Monday, 19 December 2011

Recessions Spur Innovation

The Vanity Fair piece by Joseph Stiglitz has created a lot of fuss on the blogasphere this week. And I want add to it.

People seem to to be taking issue not only with his Kensian view of how to fix our financial crisis, but the idea that we are in some sort of structural shift in the dynamic of innovation and progress. Stiglitz draws parallels between the Great Depression, where innovations in Agriculture displaced farm workers with mechanization, and then created an oversupply. 

Today he concludes that innovations in manufacturing, and offshoring has hollowed out the working class. Cheap Chinese imports and credit, fueled an overhang, inflating bubbles, primarily in property. And now we need a serious effort on behalf of government to put the country back to work, rebuilding infrastructure, education systems and the like.

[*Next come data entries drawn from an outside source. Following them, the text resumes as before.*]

PR #980, opened 2026-03-16
Fix PMA stale state, reusable-thread status, and prompt delta injection

### LINKED ISSUE #975: PMA dogfooding feedback: setup ergonomics, stale state, and context/token efficiency
## Summary

Dogfooding PMA surfaced a few UX and state-model gaps that made the experience less ergonomic and less efficient than it should be.

## What worked

- The core path is conceptually sound: create agent workspace, verify runtime readiness, spawn PMA managed thread, send a task.
- ZeroClaw runtime readiness is explicit and testable.
- Managed threads are the right abstraction for exploratory PM work.

### 1. Stale inbox cards / dispatch text still undermine operator trust

I still had to mentally reconcile stale inbox cards against fresher run state and active-context notes. The docs already say to trust current run state over stale dispatch text, but needing to do that routinely is still a UX problem.

Implication:
- operators spend tokens and attention deciding which state is canonical

Suggested direction:
- stronger stale-state suppression in inbox
- clearer "superseded by newer run state" UI treatment
- one canonical status summary per run/thread

### 2. Managed thread statuses are technically correct but not intuitive

`completed lifecycle=active` is internally defensible, but it is not immediately obvious to an operator scanning thread state. I had to translate that into "the last turn completed; the thread is still reusable".

Suggested direction:
- present reusable thread state more directly, for example `idle/reusable` after a completed turn
- reserve `completed` for terminal thread lifecycle when that is truly the end of the thread

### 3. PMA entry paths are powerful but cognitively expensive

There are multiple valid control surfaces:
- paused run dispatches
- managed threads
- PMA file inbox
- ticket flows
- automation

That flexibility is useful, but it increases first-action ambiguity. The system expects the operator to know which lane should take precedence.

Suggested direction:
- stronger default routing in UI and CLI
- clearer "why this branch" explanation when PMA chooses dispatches vs files vs managed thread work

### 1. Repeated PMA doc injection is expensive

The PMA prompt, AGENTS content, active context, and hub snapshot are useful, but they are long and often repeated verbatim across turns. That increases cost and makes it harder to spot the genuinely new facts.

Suggested direction:
- stabilize the durable PMA prompt once, then send only deltas
- summarize active context aggressively and keep the full snapshot available by reference
- include "what changed since last turn" as a compact header

### 2. Large stale context competes with live state

A lot of the active context is historical reconciliation. It is useful for auditability, but it competes with current actionable state in the token budget.

Suggested direction:
- automatically compact superseded flow notes
- keep only currently actionable items in `active_context.md`
- move older reconciled items to `context_log.md` earlier

### 3. The agent had to infer precedence across sources

I had to combine:
- hub inbox state
- active_context notes
- run freshness timestamps
- managed thread state

This is workable, but not token efficient.

Suggested direction:
- emit a single normalized "action queue" for PMA with freshness, precedence, and supersession already resolved

## Concrete product opportunities

1. Add a canonical "freshest truth" layer so stale dispatch cards are visibly downgraded or hidden.
2. Rename or normalize reusable managed-thread statuses to reduce operator translation overhead.
3. Send PMA context as deltas/summaries instead of re-injecting the same long docs every turn.
4. Introduce a single PMA action queue ordered by precedence and freshness.

Git-on-my-level:
## Summary
- add a canonical PMA action queue and use it to downgrade superseded stale-state notifications
- introduce operator-facing reusable managed-thread status and roll it through CLI, PMA snapshot text, and web surfaces
- make PMA prompt assembly delta-aware so repeated turns stop re-injecting unchanged long context blocks by default
- update PMA docs and regression coverage for the new action model, status contract, and prompt behavior

## Testing
- Not run in this PR creation step

Closes #975

### DIFF
--- a/src/codex_autorunner/core/pma_context.py
+++ b/src/codex_autorunner/core/pma_context.py
@@ -309,27 +309,21 @@ def _build_prompt_bundle_digest(sections: Mapping[str, Mapping[str, Any]]) -> st
     return _digest_text(raw)
 
 
-def _load_pma_prompt_state(hub_root: Path) -> dict[str, Any]:
-    path = default_pma_prompt_state_path(hub_root)
-    lock_path = _prompt_state_lock_path(path)
-    with file_lock(lock_path):
-        if not path.exists():
-            return _default_pma_prompt_state()
-        try:
-            raw = path.read_text(encoding="utf-8")
-            data = json.loads(raw)
-        except Exception as exc:
-            _logger.warning("Could not read PMA prompt state: %s", exc)
-            return _default_pma_prompt_state()
-        return data if isinstance(data, dict) else _default_pma_prompt_state()
+def _read_pma_prompt_state_unlocked(path: Path) -> dict[str, Any]:
+    if not path.exists():
+        return _default_pma_prompt_state()
+    try:
+        raw = path.read_text(encoding="utf-8")
+        data = json.loads(raw)
+    except Exception as exc:
+        _logger.warning("Could not read PMA prompt state: %s", exc)
+        return _default_pma_prompt_state()
+    return data if isinstance(data, dict) else _default_pma_prompt_state()
 
 
-def _save_pma_prompt_state(hub_root: Path, state: Mapping[str, Any]) -> None:
-    path = default_pma_prompt_state_path(hub_root)
-    lock_path = _prompt_state_lock_path(path)
-    with file_lock(lock_path):
-        path.parent.mkdir(parents=True, exist_ok=True)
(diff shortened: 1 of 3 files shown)


Git-on-my-level:
Addressed the review feedback in `565e365e`:

- serialized PMA prompt-state read/modify/write under a single file lock so concurrent turns do not clobber stored digests
- fixed notification dropdown indexing so filtered actionable/superseded rows still open the correct backing item

Validation from the commit hook passed, including `pnpm run build`, JS tests, and the full pytest suite (`2884 passed, 1 skipped`).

The Great Depression ended with WW2. Hopefully it doesn't come to that!

But hasn't this experiment just happened. China has spent trillions, on high-speed rail, empty cities, and created a property boom that dwarfs that of any economy, ever. Yet their manufacturing and exports are trending in the same direction as the first world. Command economies often get things wrong.  Governments think they know best, but frankly that can't be trusted to spend wisely. 

The Great Recession we are in now, is the beginning of a new era, one that has yet to fully mature. Business are now under pressure to cut costs. They are not only going to cut staff, but look creatively at doing business more efficiently. Technology, outsourcing, off shoring are all in the mix.

But to say The Great Depression only saw a downturn in demand is seeing part of the picture. Read some of the first hand accounts. People abandoned the economic system altogether. A subsistence lifestyle became the norm. Growing, repairing and barter became the most efficient market to be in. People just didn't buy at any price. And look at anybody who had lived through this time. They knew how to save, even in the good times.

There are two sides on a ledger, many writers forget to include the consumer. Credit growth and money supply are inflating commodities, and deflating currencies. But not changing fundamental demand. Innovation in business practice and consumer habits will drive us toward a different dynamic, that is hard to foresee. Be we are only just beginning the transition.

Saturday, 10 December 2011

Austerity and Default a faster route to prosperity

As the bond markets hammer the Eurozone, I'm stricken by just how much market power determines Government and central bank actions. The markets love the sugar-hit stimulus policies. But it seems the ECB's mandate for tight fiscal controls to head off inflation, forces its European members into austerity and/or default. This has an accelerated effect in degrading the health of each economy, in the immediate term.

Putting moral hazard aside, fiscal stimulus is not directly helping the economies for those its printed for. Hot money in our inter-connected international economic system, ends up inflating external markets. Asia, Commodities, treasuries. Pushing inflation into areas outside the economy that needs it most.  But this has not, and will not stop the presses, as the effects of debt-deflation are winds blowing over all economies, and will hit China in the coming year.

The European tragedy takes the gaze away from US and Japan who have run the same deficits, and relies on the same bond markets to make up a budget shortfall each year. But its not a sustainable practice in the light of a world recession and an ageing middle class. Japan is ten years in advance through this lost generation, and their overall population is now in deep decline.

The sooner the weakest of European economies successfully pull off an Iceland, and reset their debt obligations, the quicker they can live within their economic means, and find some prosperity for at least themselves, and any competitive advantage they can carve out for themselves.